Assigned task
Type out the records that follow, exactly as given.
--- START ---
PR #372, opened 2021-07-24
Add -version flag to river, riverctl and rivertile

novakne:


HeavyRain266:
What about changing it from only `-version` to `-v` and `--version` like with `-h` and `--help`?

novakne:
No, it's the other way around, `-h` and `--help` will become only `-help`

riverctl/main.zig
```diff
@@ -64,7 +64,15 @@ fn _main() !void {
     // Skip our name, send all other args
     // This next line is needed cause of https://github.com/ziglang/zig/issues/2622
     const args = os.argv;
-    for (args[1..]) |arg| control.addArgument(arg);
+    for (args[1..]) |arg| {
+        if (mem.eql(u8, mem.span(arg), "-version")) {
+            const stdout = std.io.getStdOut().writer();
+            try stdout.print("{s}\n", .{@import("build_options").version});
+            std.os.exit(0);
```
ifreund, line 71: I think we should put this check before the for loop and require `-version` to be the first argument. `riverctl send-layout-cmd -version` seems confusing.

river/main.zig
```diff
@@ -42,6 +42,7 @@ const usage: []const u8 =
     \\  -h            Print this help message and exit.
     \\  -c <command>  Run `sh -c <command>` on startup.
     \\  -l <level>    Set the log level to a value from 0 to 7.
+    \\  -version      Print river version.
```
ifreund, line 45:
```suggestion
    \\  -version      Print version number and exit.
```

rivertile/main.zig
```diff
@@ -52,6 +52,7 @@ const usage =
     \\Usage: rivertile [options]
     \\
     \\  -h, --help      Print this help message and exit.
+    \\  -version        Print river version.
```
ifreund, line 55:
```suggestion
    \\  -version        Print version number and exit.
```

build.zig
```diff
@@ -48,6 +48,21 @@ pub fn build(b: *zbs.Builder) !void {
 
     const examples = b.option(bool, "examples", "Set to true to build examples") orelse false;
 
+    const version = v: {
+        const version_string = "0.1.0";
+
+        var ret: u8 = undefined;
```
ifreund, line 54:
```suggestion
```

build.zig
```diff
@@ -48,6 +48,21 @@ pub fn build(b: *zbs.Builder) !void {
...
+        const git_dir = fs.path.join(b.allocator, &[_][]const u8{ b.build_root, "/.git" }) catch unreachable;
```
ifreund, line 55:
```suggestion
        const git_dir = fs.path.join(b.allocator, &[_][]const u8{ b.build_root, ".git" }) catch unreachable;
```

build.zig
```diff
@@ -48,6 +48,21 @@ pub fn build(b: *zbs.Builder) !void {
...
+        const git_commit_hash = b.execAllowFail(
+            &[_][]const u8{ "git", "--git-dir", git_dir, "--work-tree", b.build_root, "rev-parse", "--short", "HEAD" },
+            &ret,
+            .Ignore,
+        ) catch break :v version_string;
+
+        const dev_version = b.fmt("{s}-dev-{s}", .{ version_string, git_commit_hash });
```
ifreund, line 62: let's use `std.fmt.allocPrintZ()` instead here and get rid of the `dupeZ()` calls below.

build.zig
```diff
@@ -48,6 +48,21 @@ pub fn build(b: *zbs.Builder) !void {
...
+    const version = v: {
+        const version_string = "0.1.0";
+
+        var ret: u8 = undefined;
+        const git_dir = fs.path.join(b.allocator, &[_][]const u8{ b.build_root, "/.git" }) catch unreachable;
+        const git_commit_hash = b.execAllowFail(
+            &[_][]const u8{ "git", "--git-dir", git_dir, "--work-tree", b.build_root, "rev-parse", "--short", "HEAD" },
+            &ret,
+            .Ignore,
+        ) catch break :v version_string;
```
ifreund, line 60: I don't think we should return a bare version string without the `-dev` if git does not exist. Instead we should return `0.1.0-dev` currently as river `0.1.0` has not yet been released. Maybe we should do something like this:
1. Have a global `const version = "0.1.0-dev";` at the top of the build.zig
2. In the `build()` function, check if the `-dev` suffix is present. If it is, then try and obtain the git commit hash as you are currently doing. If not, simply use the version string as defined.
3. When river 0.1.0 is released, we set the global version const to `0.1.0` for the commit that gets tagged.
4. In the next commit after the 0.1.0 tag, we set the global version const to `0.2.0-dev`.

What do you think of that approach?

ifreund (changes requested):
Thanks for taking this on!

riverctl/main.zig
novakne: Yeah makes sense didn't though about this case

build.zig
novakne: hmm why? I need it in `execAllowFail()`, or how should I make it?

build.zig
novakne: Sounds good to me

> Have a global const version = "0.1.0-dev"; at the top of the build.zig

Should I use `river_version` so I can use `const version = :v {}` after?

ifreund: I'd use `version` for the global and do `const full_version = blk: {}` after.

build.zig
ifreund: Ah, I missed that this was passed to `execAllowFail()` and thought it was just unused.

novakne:
I tried with version set to `0.1.0` and `0.1.0-dev` and it works as intended

build.zig
```diff
@@ -48,6 +50,22 @@ pub fn build(b: *zbs.Builder) !void {
 
     const examples = b.option(bool, "examples", "Set to true to build examples") orelse false;
 
+    const full_version = blk: {
+        if (mem.endsWith(u8, version, "-dev")) {
+            var ret: u8 = undefined;
+            const git_dir = fs.path.join(b.allocator, &[_][]const u8{ b.build_root, ".git" }) catch unreachable;
```
ifreund, line 56:
```suggestion
            const git_dir = try fs.path.join(b.allocator, &[_][]const u8{ b.build_root, ".git" });
```

build.zig
```diff
@@ -48,6 +50,22 @@ pub fn build(b: *zbs.Builder) !void {
...
+            const git_commit_hash = b.execAllowFail(
+                &[_][]const u8{ "git", "--git-dir", git_dir, "--work-tree", b.build_root, "rev-parse", "--short", "HEAD" },
+                &ret,
+                .Ignore,
+            ) catch break :blk version;
+
+            const dev_version = std.fmt.allocPrintZ(b.allocator, "{s}-{s}", .{ version, git_commit_hash }) catch return;
+            break :blk dev_version;
```
ifreund, line 64:
```suggestion
            break :blk try std.fmt.allocPrintZ(b.allocator, "{s}-{s}", .{ version, git_commit_hash });
```

build.zig
```diff
@@ -48,6 +50,22 @@ pub fn build(b: *zbs.Builder) !void {
...
     const examples = b.option(bool, "examples", "Set to true to build examples") orelse false;
 
+    const full_version = blk: {
+        if (mem.endsWith(u8, version, "-dev")) {
+            var ret: u8 = undefined;
+            const git_dir = fs.path.join(b.allocator, &[_][]const u8{ b.build_root, ".git" }) catch unreachable;
+            const git_commit_hash = b.execAllowFail(
+                &[_][]const u8{ "git", "--git-dir", git_dir, "--work-tree", b.build_root, "rev-parse", "--short", "HEAD" },
+                &ret,
+                .Ignore,
```
ifreund, line 60: I think this is more correct so that anything `git` logs to stderr will still be printed.
```suggestion
                .Inherit,
```

riverctl/main.zig
```diff
@@ -64,6 +64,13 @@ fn _main() !void {
     // Skip our name, send all other args
     // This next line is needed cause of https://github.com/ziglang/zig/issues/2622
```
ifreund, line 65: These comments need to be moved/updated due to your change.

build.zig
```diff
@@ -4,6 +4,8 @@ const fs = std.fs;
 const mem = std.mem;
 const zbs = std.build;
 
+const version = "0.1.0-dev";
```
ifreund, line 7: This could use a doc comment explaining when/how to change this when doing a release.

ifreund (approved):
Thanks!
--- END ---
Solution to this problem
PR #372, opened 2021-07-24
Add -version flag to river, riverctl and rivertile

novakne:


HeavyRain266:
What about changing it from only `-version` to `-v` and `--version` like with `-h` and `--help`?

novakne:
No, it's the other way around, `-h` and `--help` will become only `-help`

riverctl/main.zig
```diff
@@ -64,7 +64,15 @@ fn _main() !void {
     // Skip our name, send all other args
     // This next line is needed cause of https://github.com/ziglang/zig/issues/2622
     const args = os.argv;
-    for (args[1..]) |arg| control.addArgument(arg);
+    for (args[1..]) |arg| {
+        if (mem.eql(u8, mem.span(arg), "-version")) {
+            const stdout = std.io.getStdOut().writer();
+            try stdout.print("{s}\n", .{@import("build_options").version});
+            std.os.exit(0);
```
ifreund, line 71: I think we should put this check before the for loop and require `-version` to be the first argument. `riverctl send-layout-cmd -version` seems confusing.

river/main.zig
```diff
@@ -42,6 +42,7 @@ const usage: []const u8 =
     \\  -h            Print this help message and exit.
     \\  -c <command>  Run `sh -c <command>` on startup.
     \\  -l <level>    Set the log level to a value from 0 to 7.
+    \\  -version      Print river version.
```
ifreund, line 45:
```suggestion
    \\  -version      Print version number and exit.
```

rivertile/main.zig
```diff
@@ -52,6 +52,7 @@ const usage =
     \\Usage: rivertile [options]
     \\
     \\  -h, --help      Print this help message and exit.
+    \\  -version        Print river version.
```
ifreund, line 55:
```suggestion
    \\  -version        Print version number and exit.
```

build.zig
```diff
@@ -48,6 +48,21 @@ pub fn build(b: *zbs.Builder) !void {
 
     const examples = b.option(bool, "examples", "Set to true to build examples") orelse false;
 
+    const version = v: {
+        const version_string = "0.1.0";
+
+        var ret: u8 = undefined;
```
ifreund, line 54:
```suggestion
```

build.zig
```diff
@@ -48,6 +48,21 @@ pub fn build(b: *zbs.Builder) !void {
...
+        const git_dir = fs.path.join(b.allocator, &[_][]const u8{ b.build_root, "/.git" }) catch unreachable;
```
ifreund, line 55:
```suggestion
        const git_dir = fs.path.join(b.allocator, &[_][]const u8{ b.build_root, ".git" }) catch unreachable;
```

build.zig
```diff
@@ -48,6 +48,21 @@ pub fn build(b: *zbs.Builder) !void {
...
+        const git_commit_hash = b.execAllowFail(
+            &[_][]const u8{ "git", "--git-dir", git_dir, "--work-tree", b.build_root, "rev-parse", "--short", "HEAD" },
+            &ret,
+            .Ignore,
+        ) catch break :v version_string;
+
+        const dev_version = b.fmt("{s}-dev-{s}", .{ version_string, git_commit_hash });
```
ifreund, line 62: let's use `std.fmt.allocPrintZ()` instead here and get rid of the `dupeZ()` calls below.

build.zig
```diff
@@ -48,6 +48,21 @@ pub fn build(b: *zbs.Builder) !void {
...
+    const version = v: {
+        const version_string = "0.1.0";
+
+        var ret: u8 = undefined;
+        const git_dir = fs.path.join(b.allocator, &[_][]const u8{ b.build_root, "/.git" }) catch unreachable;
+        const git_commit_hash = b.execAllowFail(
+            &[_][]const u8{ "git", "--git-dir", git_dir, "--work-tree", b.build_root, "rev-parse", "--short", "HEAD" },
+            &ret,
+            .Ignore,
+        ) catch break :v version_string;
```
ifreund, line 60: I don't think we should return a bare version string without the `-dev` if git does not exist. Instead we should return `0.1.0-dev` currently as river `0.1.0` has not yet been released. Maybe we should do something like this:
1. Have a global `const version = "0.1.0-dev";` at the top of the build.zig
2. In the `build()` function, check if the `-dev` suffix is present. If it is, then try and obtain the git commit hash as you are currently doing. If not, simply use the version string as defined.
3. When river 0.1.0 is released, we set the global version const to `0.1.0` for the commit that gets tagged.
4. In the next commit after the 0.1.0 tag, we set the global version const to `0.2.0-dev`.

What do you think of that approach?

ifreund (changes requested):
Thanks for taking this on!

riverctl/main.zig
novakne: Yeah makes sense didn't though about this case

build.zig
novakne: hmm why? I need it in `execAllowFail()`, or how should I make it?

build.zig
novakne: Sounds good to me

> Have a global const version = "0.1.0-dev"; at the top of the build.zig

Should I use `river_version` so I can use `const version = :v {}` after?

ifreund: I'd use `version` for the global and do `const full_version = blk: {}` after.

build.zig
ifreund: Ah, I missed that this was passed to `execAllowFail()` and thought it was just unused.

novakne:
I tried with version set to `0.1.0` and `0.1.0-dev` and it works as intended

build.zig
```diff
@@ -48,6 +50,22 @@ pub fn build(b: *zbs.Builder) !void {
 
     const examples = b.option(bool, "examples", "Set to true to build examples") orelse false;
 
+    const full_version = blk: {
+        if (mem.endsWith(u8, version, "-dev")) {
+            var ret: u8 = undefined;
+            const git_dir = fs.path.join(b.allocator, &[_][]const u8{ b.build_root, ".git" }) catch unreachable;
```
ifreund, line 56:
```suggestion
            const git_dir = try fs.path.join(b.allocator, &[_][]const u8{ b.build_root, ".git" });
```

build.zig
```diff
@@ -48,6 +50,22 @@ pub fn build(b: *zbs.Builder) !void {
...
+            const git_commit_hash = b.execAllowFail(
+                &[_][]const u8{ "git", "--git-dir", git_dir, "--work-tree", b.build_root, "rev-parse", "--short", "HEAD" },
+                &ret,
+                .Ignore,
+            ) catch break :blk version;
+
+            const dev_version = std.fmt.allocPrintZ(b.allocator, "{s}-{s}", .{ version, git_commit_hash }) catch return;
+            break :blk dev_version;
```
ifreund, line 64:
```suggestion
            break :blk try std.fmt.allocPrintZ(b.allocator, "{s}-{s}", .{ version, git_commit_hash });
```

build.zig
```diff
@@ -48,6 +50,22 @@ pub fn build(b: *zbs.Builder) !void {
...
     const examples = b.option(bool, "examples", "Set to true to build examples") orelse false;
 
+    const full_version = blk: {
+        if (mem.endsWith(u8, version, "-dev")) {
+            var ret: u8 = undefined;
+            const git_dir = fs.path.join(b.allocator, &[_][]const u8{ b.build_root, ".git" }) catch unreachable;
+            const git_commit_hash = b.execAllowFail(
+                &[_][]const u8{ "git", "--git-dir", git_dir, "--work-tree", b.build_root, "rev-parse", "--short", "HEAD" },
+                &ret,
+                .Ignore,
```
ifreund, line 60: I think this is more correct so that anything `git` logs to stderr will still be printed.
```suggestion
                .Inherit,
```

riverctl/main.zig
```diff
@@ -64,6 +64,13 @@ fn _main() !void {
     // Skip our name, send all other args
     // This next line is needed cause of https://github.com/ziglang/zig/issues/2622
```
ifreund, line 65: These comments need to be moved/updated due to your change.

build.zig
```diff
@@ -4,6 +4,8 @@ const fs = std.fs;
 const mem = std.mem;
 const zbs = std.build;
 
+const version = "0.1.0-dev";
```
ifreund, line 7: This could use a doc comment explaining when/how to change this when doing a release.

ifreund (approved):
Thanks!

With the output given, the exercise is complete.